13º DOMINGO DO TEMPO COMUM (ANO C)
26 de Junho de 2016
Evangelho de Nosso Senhor Jesus Cristo segundo São Lucas (Lc 9, 51-62)
51Como estavam a chegar os dias de ser levado deste mundo, Jesus dirigiu-se resolutamente para Jerusalém 52e enviou mensageiros à sua frente. Estes puseram-se a caminho e entraram numa povoação de samaritanos, a fim de lhe prepararem hospedagem. 53Mas não o receberam, porque ia a caminho de Jerusalém. 54Vendo isto, os discípulos Tiago e João disseram: «Senhor, queres que digamos que desça fogo do céu e os consuma?» 55Mas Ele, voltando-se, repreendeu-os. 56E foram para outra povoação.57Enquanto iam a caminho, disse-lhe alguém: «Hei-de seguir-te para onde quer que fores.» 58Jesus respondeu-lhe: «As raposas têm tocas e as aves do céu têm ninhos, mas o Filho do Homem não tem onde reclinar a cabeça.»59E disse a outro: «Segue-me.» Mas ele respondeu: «Senhor, deixa-me ir primeiro sepultar o meu pai.» 60Jesus disse-lhe: «Deixa que os mortos sepultem os seus mortos. Quanto a ti, vai anunciar o Reino de Deus.»61Disse-lhe ainda outro: «Eu vou seguir-te, Senhor, mas primeiro permite que me despeça da minha família.» 62Jesus respondeu-lhe: «Quem olha para trás, depois de deitar a mão ao arado, não é apto para o Reino de Deus.»
Chave de leitura
No contexto do Evangelho de Lucas, o texto deste Domingo encontra-se no princípio da nova fase das actividades de Jesus.

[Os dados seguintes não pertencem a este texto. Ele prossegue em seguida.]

PR #401, opened 2020-04-25
[aws-datstore] Implementation of user-provided DataStore configs

rjuliano:
Sorry guys, had to end up creating a new PR (this is a continuation of #395 which I botched on a merge)
*Description of changes:*

## Highlights of this edition as compared to #395 
- Move the configuration responsibility back into the the configure method of the DataStore plugin. As a result, I had to add a bit of synchronization code in the constructor of the DataStore plugin class to wait for the configuration to be initialized before creating an instance of the Orchestrator.
- Change syncInterval to syncInterval in minutes
- Updated javadoc descriptions for the DataStoreConflictResult enum.
- Re-structure the code that returns an empty CategoryConfiguration if one can't be found in the Amplify config file.


aws-datastore/src/main/java/com/amplifyframework/datastore/DataStoreConfiguration.java
```diff
@@ -0,0 +1,340 @@
...
+
+        /**
+         * Sets the number of items requested in each page of sync results.
+         * @param syncPageSize Number of items requested per page in sync operation
+         * @return Current builder
+         */
+        @NonNull
+        public Builder syncPageSize(@IntRange(from = 0) int syncPageSize) {
+            //Only set this value if the incoming value is not equal to the default
+            if (syncPageSize != DEFAULT_SYNC_PAGE_SIZE) {
```
jamesonwilliams, line 276: Shouldn't need this `if`. In the case that `syncPageSize == DEFAULT_SYNC_PAGE_SIZE`, you'd just set the value to the same thing again. Which wouldn't change the system behavior.

aws-datastore/src/main/java/com/amplifyframework/datastore/DataStoreConfiguration.java
```diff
@@ -0,0 +1,340 @@
...
+
+        /**
+         * Sets the maximum number of records, from the server, to process from a sync operation.
+         * @param syncMaxRecords Max number of records client will consumer from server at one time
+         * @return Current builder instance
+         */
+        @NonNull
+        public Builder syncMaxRecords(@IntRange(from = 0) int syncMaxRecords) {
+            //Only set this value if the incoming value is not equal to the default
+            if (syncMaxRecords != DEFAULT_SYNC_MAX_RECORDS) {
```
jamesonwilliams, line 262: Same, shouldn't need the `if`.

aws-datastore/src/main/java/com/amplifyframework/datastore/DataStoreConfiguration.java
```diff
@@ -0,0 +1,340 @@
...
+
+        /**
+         * Sets the duration of time after which delta syncs will not be preferred over base syncs.
+         * @param syncIntervalMs The amount of time that must elapse for delta syncs to not be considered
+         * @return Current builder instance
+         */
+        @NonNull
+        public Builder syncIntervalMs(@IntRange(from = 0) long syncIntervalMs) {
+            //Only set this value if the incoming value is not equal to the default
+            if (syncIntervalMs != DEFAULT_SYNC_INTERVAL_MINUTES) {
```
jamesonwilliams, line 248: Uh oh! This builder didn't get updated. This still says `ms`, but it should say:

```
@NonNull
public Builder syncIntervalInMinutes(@IntRange(from = 0) long syncIntervalInMinutes) {
    this.syncIntervalMs = TimeUnit.MINUTES.toMilliseconds(syncIntervalInMunutes);
    return Builder.this;
}
```

No `if` needed.

As per comments further down -- this is a ~good place to do the unit conversion into `ms`, I think.

(Human beings like minutes, but computers like milliseconds.)

aws-datastore/src/main/java/com/amplifyframework/datastore/DataStoreConfiguration.java
```diff
@@ -0,0 +1,340 @@
...
+    /**
+     * Builds instances of {@link AWSDataStorePlugin} by providing a variety of
+     * configuration methods.
+     */
+    public static final class Builder {
+        private DataStoreErrorHandler dataStoreErrorHandler;
+        private DataStoreConflictHandler dataStoreConflictHandler;
+        private Long syncIntervalMs;
+        private Integer syncMaxRecords;
+        private Integer syncPageSize;
```
jamesonwilliams, line 206: I don't think you ever use the fact that these are objects. (They have non-null default values, and you overwrite the m via primitive types.)

So, I think it should be both safe and preferable to store these as their primitive counterparsts,`long` and `int` .

aws-datastore/src/main/java/com/amplifyframework/datastore/DataStoreConfiguration.java
```diff
@@ -0,0 +1,340 @@
...
+            } catch (IllegalArgumentException noSuchConfigKey) {
+                throw new DataStoreException(
+                        "Saw unexpected config key: " + keyString,
+                        "Make sure your amplifyconfiguration.json is valid."
+                );
+            }
+            try {
+                switch (configKey) {
+                    case SYNC_INTERVAL:
+                        builder.syncIntervalMs(pluginJson.getLong(ConfigKey.SYNC_INTERVAL.toString()));
```
jamesonwilliams, line 118: Since this one is user-exposed, I think we want this work in minutes, here. _Inside_ the builder, convert to ms.

aws-datastore/src/main/java/com/amplifyframework/datastore/DataStoreConfiguration.java
```diff
@@ -0,0 +1,340 @@
...
+     */
+    @NonNull
+    public static Builder builder(@NonNull JSONObject pluginJson,
+                                  @NonNull DataStoreConfiguration userProvidedConfiguration) throws DataStoreException {
+        return builder(pluginJson)
+            .syncPageSize(userProvidedConfiguration.getSyncPageSize())
+            .syncMaxRecords(userProvidedConfiguration.getSyncMaxRecords())
+            .syncIntervalMs(userProvidedConfiguration.getSyncIntervalInMinutes())
+            .dataStoreErrorHandler(userProvidedConfiguration.getDataStoreErrorHandler())
+            .dataStoreConflictHandler(userProvidedConfiguration.getDataStoreConflictHandler());
```
jamesonwilliams, line 90: Hm, how does this  work? Doesn't the user config always clobber the file config?

aws-datastore/src/main/java/com/amplifyframework/datastore/DataStoreConfiguration.java
```diff
@@ -0,0 +1,340 @@
...
+import org.json.JSONObject;
+
+import java.util.Iterator;
+import java.util.Objects;
+import java.util.concurrent.TimeUnit;
+
+/**
+ * A user-provided configuration for the DataStore.
+ */
+@SuppressWarnings("unused")
```
jamesonwilliams, line 35: You can probably strip this off now that it's being referenced at least from test

aws-datastore/src/main/java/com/amplifyframework/datastore/DataStoreConfiguration.java
```diff
@@ -0,0 +1,340 @@
...
+public final class DataStoreConfiguration {
+    static final String PLUGIN_CONFIG_KEY = "awsDataStorePlugin";
+    static final long DEFAULT_SYNC_INTERVAL_MINUTES = TimeUnit.DAYS.toMinutes(1);
+    static final int DEFAULT_SYNC_MAX_RECORDS = 1_000;
+    static final int DEFAULT_SYNC_PAGE_SIZE = 1_000;
```
jamesonwilliams, line 40: Are these default values the same on iOS and JavaScript? I don't remember, but I may have just made these up on the fly.

aws-datastore/src/main/java/com/amplifyframework/datastore/AWSDataStorePlugin.java
```diff
@@ -148,13 +163,24 @@ public String getPluginKey() {
...
-            this.pluginConfiguration =
-                AWSDataStorePluginConfiguration.fromJson(pluginConfiguration);
+            DataStoreConfiguration dataStoreConfiguration;
+            if (userProvidedConfiguration == null) {
+                dataStoreConfiguration = DataStoreConfiguration
+                    .builder(pluginConfiguration)
+                    .build();
+            } else {
+                dataStoreConfiguration = DataStoreConfiguration
+                    .builder(pluginConfiguration, userProvidedConfiguration)
```
jamesonwilliams, line 177: Can we push this `null` check down into the `builder(...)` so that we don't have to process it in this block here in the plugin? That is,
```
dataStoreConfiguration = DataStoreConfiguration.builder(configFromDisk, null).build();
```

aws-datastore/src/main/java/com/amplifyframework/datastore/AWSDataStorePlugin.java
```diff
@@ -62,28 +65,39 @@
...
-        this.orchestrator = new Orchestrator(
-            modelProvider,
-            modelSchemaRegistry,
-            sqliteStorageAdapter,
-            AppSyncClient.via(api),
-            () -> pluginConfiguration.getBaseSyncIntervalMs()
+        dataStoreConfigurationProvider = AsyncSubject.create();
+
+        dataStoreConfigurationProvider.subscribe(initializedConfiguration -> {
+            orchestrator = new Orchestrator(
```
jamesonwilliams, line 89: I guess there are two ways of looking at this:

1. The current view:
> The orchestrator is an optional component. It's presence is determined by the content of the configuration. If the configuration does not permit remote sync, then don't create an orchestrator.
2. The original view:
> The orchestrator is a data store component, it is constructed at the same time as the plugin. Later, if the configuration determines that sync should be enabled, the orchestrator is started.

Realistically, the only concrete concern is whether or not `orchestrator` is null at the time you call `start`. So long as configuration is definitely done by the time `initialize()` rolls around, you should be good.

aws-datastore/src/test/java/com/amplifyframework/datastore/AWSDataStorePluginTest.java
```diff
@@ -66,6 +67,7 @@ public void setup() {
      * @throws JSONException Not expected; on failure to arrange configuration object
      * @throws DataStoreException Not expected; on failure to configure of initialize plugin
      */
+    @Ignore("TODO: need a mechanism to re-enable this scenario........")
```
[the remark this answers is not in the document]
jamesonwilliams: Agreed. Okay, sounds great.

aws-datastore/src/main/java/com/amplifyframework/datastore/DataStoreConflictHandler.java
```diff
@@ -0,0 +1,38 @@
...
+ * found in the remote AppSync system.
+ */
+public interface DataStoreConflictHandler {
+    /**
+     * Resolves a DataStore conflict.
+     * @param conflictData Data about the conflict.
+     * @param onResult A callback that should be invoked when the conflict handling is complete.
+     * @param <T> The type of model for which a conflict was observed
+     */
+    <T extends Model> void resolveConflict(
```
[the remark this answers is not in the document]
jamesonwilliams: Hmm. Maybe @drochetti thought about this one. If so / if not, maybe we should pow-wow with him for 15 minutes later today to discuss this specific topic?

We can also do a variant of #2, where-in we try/catch the conflict handler, and then dispatch any exception to the datastore handler. The user would continue to provide the same handler that they do now. And we would enforce the policy of falling back to the error handler, in an internal final class that the user couldn't get at.

aws-datastore/src/main/java/com/amplifyframework/datastore/DataStoreConfiguration.java
jamesonwilliams: Okay cool I understand the intent now! Thanks

aws-datastore/src/main/java/com/amplifyframework/datastore/DataStoreConfiguration.java
jamesonwilliams: > non-default values provided in userProvidedConfiguration to override whatever was in the JSON

I think this means that you'll still overwrite config file values, if they aren't the defaults. No?

I like the second mechanism you propose, better, I think.

Basically:
1. Create a config from the file json. This will have 0...all values as null;
2. Create a config from user. This will have 0...all values as null;
3. Merge the two configs according to the rule:
```
if (userProvided.getSomeConfigValue() != null) {
    use(userProvided.getSomeConfigValue());
} else {
    use(configFileProvided.getSomeConfigValue());
```
4. As a final step, evaluate the merged config. If any fields are still `null`, then use a default value.

That is kind of a lot of machinery isn't it (eye-roll) sigh.

rjuliano: > I think this means that you'll still overwrite config file values, if they aren't the defaults. No?

Correct. The assumption here is that any non-default values passed via the `userProvidedConfiguration` will clobber anything that was set via the file. That being said, if we want to respect any non-default settings set via the config file, I can add an extra check in the setters:

```
public Builder syncMaxRecords(@IntRange(from = 0) int syncMaxRecords) {
    //Only set this value if the current value is default AND the incoming value is NOT default
    if (this.syncMaxRecords == DEFAULT_SYNC_MAX_RECORDS && 
        syncMaxRecords != DEFAULT_SYNC_MAX_RECORDS) {
        this.syncMaxRecords = syncMaxRecords;
    }
    return Builder.this;
}
```

I think in the end, it comes down to deciding which is more authoritative: the config file or the java object passed in via the constructor.

The drawback of making them nullable is that you need to have that extra step to ensure defaults are set. When I started going that route, there was no clear place for that. I couldn't do it on the build method of the builder, because I actually need the values to remain null. So I would need something (probably in the plugin's configure method) that would set those defaults.

Another thing I just thought of if we want to go the null route, is that I could modify the getters to return their respective defaults if the underlying field is null. I may give that a try.

rjuliano: That actually worked, so I updated the code to make the fields null (with the exception of the handler) to start with and then I only write to them if the underlying field is null. The getters, in turn, return a default value if the underlying field is null

aws-datastore/src/main/java/com/amplifyframework/datastore/DataStoreConflictHandler.java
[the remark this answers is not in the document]
rjuliano: Agreed. I think once we actually wire the call to the conflict handler, we do exactly what you described. Wrap it in a try catch and use the configured error handler

aws-datastore/src/main/java/com/amplifyframework/datastore/DataStoreConfiguration.java
rjuliano: My latest commit makes the scalar values nullable and returns defaults from the getters if the underlying field is null

aws-datastore/src/main/java/com/amplifyframework/datastore/syncengine/SyncProcessor.java
```diff
@@ -121,14 +122,13 @@ Completable hydrate() {
      * @param lastSyncTime The time of a last successful sync.
      * @return The input, or {@link SyncTime#never()}, if the last sync time is "too old."
      */
-    private SyncTime filterOutOldSyncTimes(SyncTime lastSyncTime) throws DataStoreException {
-        if (!lastSyncTime.exists()) {
+    private SyncTime filterOutOldSyncTimes(SyncTime lastSyncTime) {
+        if (!lastSyncTime.exists() || dataStoreConfiguration == null) {
```
jamesonwilliams, line 126: I'd expect that `dataStoreConfiguration` would be guaranteed non-null, here. That is, if there's no config file, and the user supplies no config, then you still have some system defaults you can use. Right? So, _those_ could go into a non-null `dataStoreConfiguration`. And that would have a different effect here.

The current logic says basically "never do a delta sync."

But that's not what we want -- we want a delta sync if the last sync time is within some san default (1 day? Whatever it is?)

In other words, I'd prefer to have an `Objects.requireNonNull(...)` and `@NonNull` directive on the `SyncProcessor` constructor, and then just never have to worry about this branch, in this spot.

aws-datastore/src/main/java/com/amplifyframework/datastore/DataStoreConfiguration.java
```diff
@@ -0,0 +1,349 @@
...
+
+        /**
+         * Sets the maximum number of records, from the server, to process from a sync operation.
+         * @param syncMaxRecords Max number of records client will consumer from server at one time
+         * @return Current builder instance
+         */
+        @NonNull
+        public Builder syncMaxRecords(@IntRange(from = 0) Integer syncMaxRecords) {
+            //Only set this value if the incoming value is null
+            if (this.syncMaxRecords == null) {
```
jamesonwilliams, line 271: This is still a little spooky. If do:
```
builder.syncMaxRecords(1000)
    .syncMaxRecords(500)
    .build();
```
The value is 1000 even though I'd probably expect it to be 500...

(Same for others with this pattern.)

aws-datastore/src/main/java/com/amplifyframework/datastore/DataStoreConfiguration.java
```diff
@@ -0,0 +1,349 @@
...
+    }
+
+    /**
+     * Gets the number of items that should be requested in page, from AppSync, during
+     * a sync operation.
+     * @return Desired size of a page of results from an AppSync sync response
+     */
+    @IntRange(from = 0)
+    public Integer getSyncPageSize() {
+        return this.syncPageSize == null ? DEFAULT_SYNC_PAGE_SIZE : this.syncPageSize;
```
jamesonwilliams, line 206: Can you put this construction stuff in the `build()` so that the `DataStoreConfiguration` doesn't have any logic, it just returned a single, final, stored instance value?

(Same for others with this pattern.)

aws-datastore/src/main/java/com/amplifyframework/datastore/DataStoreConfiguration.java
```diff
@@ -0,0 +1,349 @@
...
+
+import org.json.JSONException;
+import org.json.JSONObject;
+
+import java.util.Iterator;
+import java.util.Objects;
+import java.util.concurrent.TimeUnit;
+
+/**
+ * A user-provided configuration for the DataStore.
```
jamesonwilliams, line 33: You actually use it to model a few things right, it is no longer just user-provided?

aws-datastore/src/main/java/com/amplifyframework/datastore/DataStoreConfiguration.java
rjuliano: Yeah...i agree, it feels wonky. I’ll review this tomorrow just to make sure. The struggle here is trying to come up with a mechanism that we can use to determine which values have precedence over the other. I would imagine we want to create the object with defaults, then read from file, then use anything passed in by the user. 

I’ll take another look at it tomorrow.

aws-datastore/src/main/java/com/amplifyframework/datastore/syncengine/SyncProcessor.java
rjuliano: Yeah. I added this here to prevent a potential NPE, but by the time it gets here, we’re sure to have at least default values.

aws-datastore/src/main/java/com/amplifyframework/datastore/DataStoreConfiguration.java
rjuliano: Changes made in the [latest commit](https://github.com/aws-amplify/amplify-android/pull/401/commits/6c3c4c5522dcd21c055d511c03afb970e64bede5)

- Removed the logic from the getters and modified the builder's build method to ensure defaults when instructed to do so.

aws-datastore/src/main/java/com/amplifyframework/datastore/syncengine/SyncProcessor.java
rjuliano: Changes made in the [latest commit](https://github.com/aws-amplify/amplify-android/pull/401/commits/6c3c4c5522dcd21c055d511c03afb970e64bede5)

I created a provider interface that I'm now passing from the the plugin down to the `Orchestrator` and `SyncProcessors`. By the time these classes invoke the provider method to get the configuration, the plugin will have already setup the configuration in the `configure` method.

aws-datastore/src/main/java/com/amplifyframework/datastore/DataStoreConfiguration.java
rjuliano: Changes made in the [latest commit](https://github.com/aws-amplify/amplify-android/pull/401/commits/6c3c4c5522dcd21c055d511c03afb970e64bede5)

With the latest commit, the following rules should apply:
* Read settings from config file (if any)
* Read settings from user-provided POJO (if any). Apply any non-null values
* Fill in any missing fields with default values if instructed to do so (More on that below)

## Changes to `Builder`
* Moved most of the logic out of the `DataStoreConfiguration` methods
* Added a constructor that takes an instance of `DataStoreConfiguration` as the user-provided settings in addition to the JSON values
* Added a field to the `Builder` called `ensureDefaults`. This field is only set to true if the new constructor is called.
* Modified `build()` method to populate defaults if  `ensureDefaults` is true

## Changes to `DataStoreConfiguration`
* Marked two builder methods(`builder(JSONObject)`, and `builder(JSONObject, DataStoreConfiguration)`) as package private so they should only be callable internally. This leaves the parameter-less `builder()` method as the only option when user's want to create an instance of `DataStoreConfiguration` to pass in overrides. When created via this method, the builder's `build()` method will leave any scalar fields not explicitly set by the user as null.
* Simplified getters and added a new getter for `getSyncIntervalInMinutes`

aws-datastore/src/main/java/com/amplifyframework/datastore/AWSDataStorePlugin.java
```diff
@@ -62,28 +64,36 @@
...
-            @NonNull GraphQlBehavior api) {
+            @NonNull ModelSchemaRegistry modelSchemaRegistry,
+            @NonNull GraphQlBehavior api,
+            @Nullable DataStoreConfiguration userProvidedConfiguration) {
         this.sqliteStorageAdapter = SQLiteStorageAdapter.forModels(modelSchemaRegistry, modelProvider);
         this.storageItemChangeConverter = new GsonStorageItemChangeConverter();
         this.categoryInitializationsPending = new CountDownLatch(1);
-        this.orchestrator = new Orchestrator(
+
+        orchestrator = new Orchestrator(
```
jamesonwilliams, line 89:
```suggestion
        this.orchestrator = new Orchestrator(
```

aws-datastore/src/main/java/com/amplifyframework/datastore/AWSDataStorePlugin.java
```diff
@@ -62,28 +64,36 @@
 
     // A component which synchronizes data state between the
     // local storage adapter, and a remote API
-    private final Orchestrator orchestrator;
+    private Orchestrator orchestrator;
```
jamesonwilliams, line 67:
```suggestion
    private final Orchestrator orchestrator;
```

aws-datastore/src/main/java/com/amplifyframework/datastore/AWSDataStorePlugin.java
```diff
@@ -148,12 +159,13 @@ public String getPluginKey() {
...
     @Override
     public void configure(
-            @Nullable JSONObject pluginConfiguration,
+            @NonNull JSONObject pluginConfiguration,
             @NonNull Context context
     ) throws DataStoreException {
         try {
-            this.pluginConfiguration =
-                AWSDataStorePluginConfiguration.fromJson(pluginConfiguration);
+            this.pluginConfiguration = DataStoreConfiguration
```
jamesonwilliams, line 166:
```suggestion
            // Applies user-provided configs on-top-of any values from the file.
            this.pluginConfiguration = DataStoreConfiguration
```

aws-datastore/src/main/java/com/amplifyframework/datastore/DataStoreConfiguration.java
```diff
@@ -0,0 +1,387 @@
...
+ * on an "AS IS" BASIS, WITHOUT WARRANTIES OR CONDITIONS OF ANY KIND, either
+ * express or implied. See the License for the specific language governing
+ * permissions and limitations under the License.
+ */
+
+package com.amplifyframework.datastore;
+
+import androidx.annotation.IntRange;
+import androidx.annotation.NonNull;
+import androidx.annotation.Nullable;
```
jamesonwilliams, line 20:
```suggestion
import androidx.annotation.Nullable;
import androidx.annotation.VisibleForTesting;
```

aws-datastore/src/main/java/com/amplifyframework/datastore/DataStoreConfiguration.java
```diff
@@ -0,0 +1,387 @@
...
+
+/**
+ * Configuration options for {@link AWSDataStorePlugin}.
+ */
+public final class DataStoreConfiguration {
+    static final String PLUGIN_CONFIG_KEY = "awsDataStorePlugin";
+    static final long DEFAULT_SYNC_INTERVAL_MINUTES = TimeUnit.DAYS.toMinutes(1);
+    static final long DEFAULT_SYNC_INTERVAL_MS = TimeUnit.MINUTES.toMillis(DEFAULT_SYNC_INTERVAL_MINUTES);
+    static final int DEFAULT_SYNC_MAX_RECORDS = 10_000;
+    static final int DEFAULT_SYNC_PAGE_SIZE = 1_000;
```
jamesonwilliams, line 40:
```suggestion
    @VisibleForTesting
    static final long DEFAULT_SYNC_INTERVAL_MINUTES = TimeUnit.DAYS.toMinutes(1);
    @VisibleForTesting
    static final long DEFAULT_SYNC_INTERVAL_MS = TimeUnit.MINUTES.toMillis(DEFAULT_SYNC_INTERVAL_MINUTES);
    @VisibleForTesting 
    static final int DEFAULT_SYNC_MAX_RECORDS = 10_000;
    @VisibleForTesting 
    static final int DEFAULT_SYNC_PAGE_SIZE = 1_000;
```

aws-datastore/src/main/java/com/amplifyframework/datastore/DataStoreConfiguration.java
```diff
@@ -0,0 +1,387 @@
...
+                return;
+            }
+            dataStoreErrorHandler = userProvidedConfiguration.getDataStoreErrorHandler();
+            dataStoreConflictHandler = userProvidedConfiguration.getDataStoreConflictHandler();
+            syncIntervalInMinutes = getValueOrDefault(
+                userProvidedConfiguration.getSyncIntervalInMinutes(),
+                syncIntervalInMinutes);
+            syncMaxRecords = getValueOrDefault(userProvidedConfiguration.getSyncMaxRecords(), syncMaxRecords);
+            syncPageSize = getValueOrDefault(userProvidedConfiguration.getSyncPageSize(), syncPageSize);
+
```
jamesonwilliams, line 307:
```suggestion
```

aws-datastore/src/main/java/com/amplifyframework/datastore/DataStoreConfiguration.java
```diff
@@ -0,0 +1,387 @@
...
+    /**
+     * Creates an {@link DataStoreConfiguration} which uses all default values.
+     * @return A default {@link DataStoreConfiguration}
+     * @throws DataStoreException exception thrown if there's an unexpected configuration key or
+     * an invalid configuration value
+     */
+    @NonNull
+    public static DataStoreConfiguration defaults() throws DataStoreException {
+        return builder()
```
jamesonwilliams, line 112: Should this also include our opinionated error and conflict handlers?

rjuliano: Those get set in the default constructor of the builder since there's no ambiguity with those two fields. That being said, it doesn't hurt to be explicit about it and setting it here.

rjuliano:
> Nice, this looks ready to ship to me! Thanks for sticking with it and investing in a high bar @rjuliano. We can iterate on the "how to do local-only" now, but to me it makes more sense to commit this work and build now. What do you think?

Agreed. Thanks for spending the time reviewing this. I made the last couple tweaks and just committed and will be merging it soon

Os frequentes conflitos de mentalidade com o povo e com as autoridades religiosas (Lc 4, 28; 5, 21.30; 6, 2.7; 7, 19.23.33-34.39) confirmaram Jesus ao longo da sua caminhada como o Messias-Servo, previsto por Isaías (Is 50, 4-9; 53, 12) e assumido por ele desde o princípio da sua actividade apostólica (Lc 4, 18). A partir disto, Jesus começa a anunciar a sua paixão e morte (Lc 9, 22.43-44) e decide ir a Jerusalém (Lc 9, 51). Esta mudança de rota dos acontecimentos causa uma crise nos discípulos (Mc 8, 31-33). Eles não entendem e têm medo (Lc 9, 45), porque continuam dominados pela mentalidade antiga acerca do Messias glorioso. Lucas descreve vários episódios nos quais aflora a velha mentalidade dos discípulos: desejo de ser o maior (Lc 9, 46-48); vontade de controlar o uso do nome de Jesus (Lc 9, 49-50); reacção violenta de Tiago e de João perante a rejeição dos samaritanos em acolher Jesus (Lc 9, 51-55). Lucas indica também como Jesus se esforça por fazer entender aos seus discípulos a nova ideia da sua missão. O texto deste Domingo (Lc 9, 51-62) descreve alguns exemplos de como Jesus procedia para formar os seus discípulos.
Contexto histórico do nosso texto
O contexto histórico do Evangelho de Lucas tem sempre dois aspectos: o contexto do tempo de Jesus dos anos trinta, na Palestina, e o contexto das comunidades cristãs dos anos oitenta, na Grécia, para as quais Lucas escreve o seu Evangelho
No tempo de Jesus na Palestina. Não foi fácil para Jesus formar os seus discípulos e discípulas. Não é pelo facto de uma pessoa acompanhar Jesus ou viver em comunidade que essa pessoa é santa e perfeita. A dificuldade maior vem do “fermento dos fariseus e de Herodes” (Mc 8, 15), ou seja, da ideologia dominante da época, promovida pela religião oficial (fariseus) e pelo governo (herodianos). Fazia parte da formação que Jesus dava aos seus discípulos combater este fermento. O modo de pensar dos poderosos tinha raízes profundas e renascia sempre de novo na cabeça dos pequenos, dos discípulos. O texto que meditamos este Domingo dá-nos uma ideia do modo como Jesus enfrenta este problema.
No tempo de Lucas, nas comunidades da Grécia. Era importante para Lucas ajudar os cristãos a não se deixar levar pelo “fermento” do império romano e da religião pagã. O mesmo vale para hoje. O “fermento” do sistema neo-liberal, divulgado pelos meios de comunicação, propagandeia a mentalidade consumista, contrária aos valores do Evangelho. Não é fácil para as pessoas descobrir que estão a ser enganadas:”Isto será um puro engano o que tenho na minha mão direita?” (Is 44, 20).
Comentário do texto
Lucas 9, 51-52: Jesus decide ir a Jerusalém. “Como estavam a chegar os dias de ser levado deste mundo”. Esta afirmação indica que Lucas lê a vida de Jesus à luz dos profetas. O evangelista quer deixar bem claro aos seus leitores que Jesus é o Messias, no qual se cumpre o que fora anunciado pelos profetas. O mesmo do modo de falar aparece no Evangelho de João: “Sabendo Jesus que chegara a sua hora de passar deste mundo para o Pai...” (Jo 3, 1). Jesus, obediente ao Pai, “dirige-se decididamente para Jerusalém”.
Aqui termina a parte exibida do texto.